(Records from a collection)

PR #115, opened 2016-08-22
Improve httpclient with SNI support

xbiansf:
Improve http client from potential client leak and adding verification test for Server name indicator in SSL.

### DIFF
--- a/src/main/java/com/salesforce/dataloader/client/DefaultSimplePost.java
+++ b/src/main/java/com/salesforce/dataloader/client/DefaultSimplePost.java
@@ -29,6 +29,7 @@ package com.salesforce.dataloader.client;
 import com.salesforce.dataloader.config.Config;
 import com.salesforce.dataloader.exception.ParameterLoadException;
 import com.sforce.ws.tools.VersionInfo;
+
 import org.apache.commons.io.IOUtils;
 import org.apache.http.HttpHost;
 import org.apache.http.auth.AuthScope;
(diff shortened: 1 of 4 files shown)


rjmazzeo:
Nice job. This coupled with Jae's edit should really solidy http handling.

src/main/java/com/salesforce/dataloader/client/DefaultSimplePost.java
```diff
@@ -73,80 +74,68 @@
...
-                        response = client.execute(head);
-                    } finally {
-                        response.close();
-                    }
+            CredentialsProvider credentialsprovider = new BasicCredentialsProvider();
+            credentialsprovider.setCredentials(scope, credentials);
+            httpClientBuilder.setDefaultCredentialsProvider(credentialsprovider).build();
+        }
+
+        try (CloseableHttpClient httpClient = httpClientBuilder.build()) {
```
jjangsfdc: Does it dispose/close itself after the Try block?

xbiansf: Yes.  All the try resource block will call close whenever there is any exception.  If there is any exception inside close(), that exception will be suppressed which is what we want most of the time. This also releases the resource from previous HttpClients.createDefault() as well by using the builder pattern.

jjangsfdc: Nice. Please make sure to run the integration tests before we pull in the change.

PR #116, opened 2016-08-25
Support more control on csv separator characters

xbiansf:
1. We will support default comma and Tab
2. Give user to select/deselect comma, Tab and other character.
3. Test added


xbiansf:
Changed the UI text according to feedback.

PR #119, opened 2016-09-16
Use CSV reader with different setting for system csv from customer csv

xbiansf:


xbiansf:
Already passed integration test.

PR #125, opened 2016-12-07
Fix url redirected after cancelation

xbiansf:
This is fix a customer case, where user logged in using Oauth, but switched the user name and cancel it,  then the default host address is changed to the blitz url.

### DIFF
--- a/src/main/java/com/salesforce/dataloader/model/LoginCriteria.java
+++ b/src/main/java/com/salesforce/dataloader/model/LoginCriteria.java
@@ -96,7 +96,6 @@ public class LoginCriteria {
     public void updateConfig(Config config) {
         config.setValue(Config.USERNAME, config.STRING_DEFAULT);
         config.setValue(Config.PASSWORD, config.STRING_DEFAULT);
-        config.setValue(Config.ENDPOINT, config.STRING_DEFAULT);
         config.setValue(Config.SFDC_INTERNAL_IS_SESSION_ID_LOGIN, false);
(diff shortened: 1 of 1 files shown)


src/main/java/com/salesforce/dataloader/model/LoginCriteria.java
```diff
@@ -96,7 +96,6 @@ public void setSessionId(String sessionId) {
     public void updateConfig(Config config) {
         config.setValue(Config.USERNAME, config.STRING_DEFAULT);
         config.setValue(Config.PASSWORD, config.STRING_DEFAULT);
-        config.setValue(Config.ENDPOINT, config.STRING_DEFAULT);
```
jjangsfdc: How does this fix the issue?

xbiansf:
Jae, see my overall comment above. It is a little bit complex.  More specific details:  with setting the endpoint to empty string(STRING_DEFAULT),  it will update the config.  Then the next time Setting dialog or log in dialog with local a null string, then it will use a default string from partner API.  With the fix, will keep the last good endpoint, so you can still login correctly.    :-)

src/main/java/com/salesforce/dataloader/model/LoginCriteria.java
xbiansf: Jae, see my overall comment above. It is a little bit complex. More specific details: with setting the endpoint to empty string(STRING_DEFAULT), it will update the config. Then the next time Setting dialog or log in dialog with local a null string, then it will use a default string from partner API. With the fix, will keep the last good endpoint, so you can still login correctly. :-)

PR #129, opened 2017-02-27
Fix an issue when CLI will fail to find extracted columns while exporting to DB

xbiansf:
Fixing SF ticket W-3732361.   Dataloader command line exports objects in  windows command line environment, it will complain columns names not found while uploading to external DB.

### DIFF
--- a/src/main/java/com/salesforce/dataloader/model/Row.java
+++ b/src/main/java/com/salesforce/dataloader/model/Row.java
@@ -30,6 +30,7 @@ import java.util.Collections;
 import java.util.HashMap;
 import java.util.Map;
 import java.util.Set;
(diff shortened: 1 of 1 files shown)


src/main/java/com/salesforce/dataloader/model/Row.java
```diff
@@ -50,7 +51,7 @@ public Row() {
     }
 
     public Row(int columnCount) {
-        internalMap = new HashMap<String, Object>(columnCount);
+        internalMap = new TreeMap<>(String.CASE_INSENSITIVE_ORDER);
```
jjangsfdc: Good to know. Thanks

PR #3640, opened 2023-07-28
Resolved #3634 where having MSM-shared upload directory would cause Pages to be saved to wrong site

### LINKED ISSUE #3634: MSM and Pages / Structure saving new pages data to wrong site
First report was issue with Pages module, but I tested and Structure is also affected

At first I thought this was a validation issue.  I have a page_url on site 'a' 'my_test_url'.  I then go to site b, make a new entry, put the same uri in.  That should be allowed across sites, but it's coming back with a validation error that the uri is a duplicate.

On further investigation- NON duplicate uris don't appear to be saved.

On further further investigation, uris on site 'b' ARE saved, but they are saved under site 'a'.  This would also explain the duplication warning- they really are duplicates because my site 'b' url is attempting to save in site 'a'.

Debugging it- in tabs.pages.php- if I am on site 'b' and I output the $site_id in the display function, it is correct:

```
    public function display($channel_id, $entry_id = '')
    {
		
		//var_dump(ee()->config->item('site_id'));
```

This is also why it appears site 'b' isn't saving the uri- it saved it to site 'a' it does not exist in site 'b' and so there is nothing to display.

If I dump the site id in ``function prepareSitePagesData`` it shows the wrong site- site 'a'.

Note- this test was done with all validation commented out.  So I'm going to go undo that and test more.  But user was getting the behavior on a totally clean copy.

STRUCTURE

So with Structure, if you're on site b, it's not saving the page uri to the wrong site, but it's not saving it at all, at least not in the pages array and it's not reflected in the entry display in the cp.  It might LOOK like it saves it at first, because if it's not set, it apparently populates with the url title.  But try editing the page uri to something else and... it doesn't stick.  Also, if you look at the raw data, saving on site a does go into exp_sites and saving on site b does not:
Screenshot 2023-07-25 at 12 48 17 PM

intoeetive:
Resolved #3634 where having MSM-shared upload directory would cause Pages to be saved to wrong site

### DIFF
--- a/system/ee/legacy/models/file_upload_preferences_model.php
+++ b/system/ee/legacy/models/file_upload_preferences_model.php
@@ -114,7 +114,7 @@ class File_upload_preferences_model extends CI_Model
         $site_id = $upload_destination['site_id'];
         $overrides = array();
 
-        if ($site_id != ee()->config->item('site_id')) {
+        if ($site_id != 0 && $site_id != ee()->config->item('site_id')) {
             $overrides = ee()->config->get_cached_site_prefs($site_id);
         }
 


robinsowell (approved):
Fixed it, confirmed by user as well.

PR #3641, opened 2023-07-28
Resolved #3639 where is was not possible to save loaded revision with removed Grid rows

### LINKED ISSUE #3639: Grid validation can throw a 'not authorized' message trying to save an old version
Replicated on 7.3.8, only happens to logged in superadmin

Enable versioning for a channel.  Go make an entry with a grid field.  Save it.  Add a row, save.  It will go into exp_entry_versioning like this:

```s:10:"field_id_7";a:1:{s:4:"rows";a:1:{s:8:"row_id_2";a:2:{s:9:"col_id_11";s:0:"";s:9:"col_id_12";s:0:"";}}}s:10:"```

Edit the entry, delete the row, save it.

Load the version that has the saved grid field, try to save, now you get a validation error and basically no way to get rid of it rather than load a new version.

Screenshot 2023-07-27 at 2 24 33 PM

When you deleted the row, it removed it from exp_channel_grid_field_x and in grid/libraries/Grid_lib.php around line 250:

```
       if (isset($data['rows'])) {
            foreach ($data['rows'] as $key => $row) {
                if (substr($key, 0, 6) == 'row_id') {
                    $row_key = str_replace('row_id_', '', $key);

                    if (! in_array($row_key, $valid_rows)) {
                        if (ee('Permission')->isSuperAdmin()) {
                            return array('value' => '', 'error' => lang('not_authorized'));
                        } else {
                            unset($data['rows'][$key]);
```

▸ **TASK**
Consider the entries above and return each line with the string "after".

▸ **EXPECTED ANSWER**
jjangsfdc: Does it dispose/close itself after the Try block?
Fix url redirected after cancelation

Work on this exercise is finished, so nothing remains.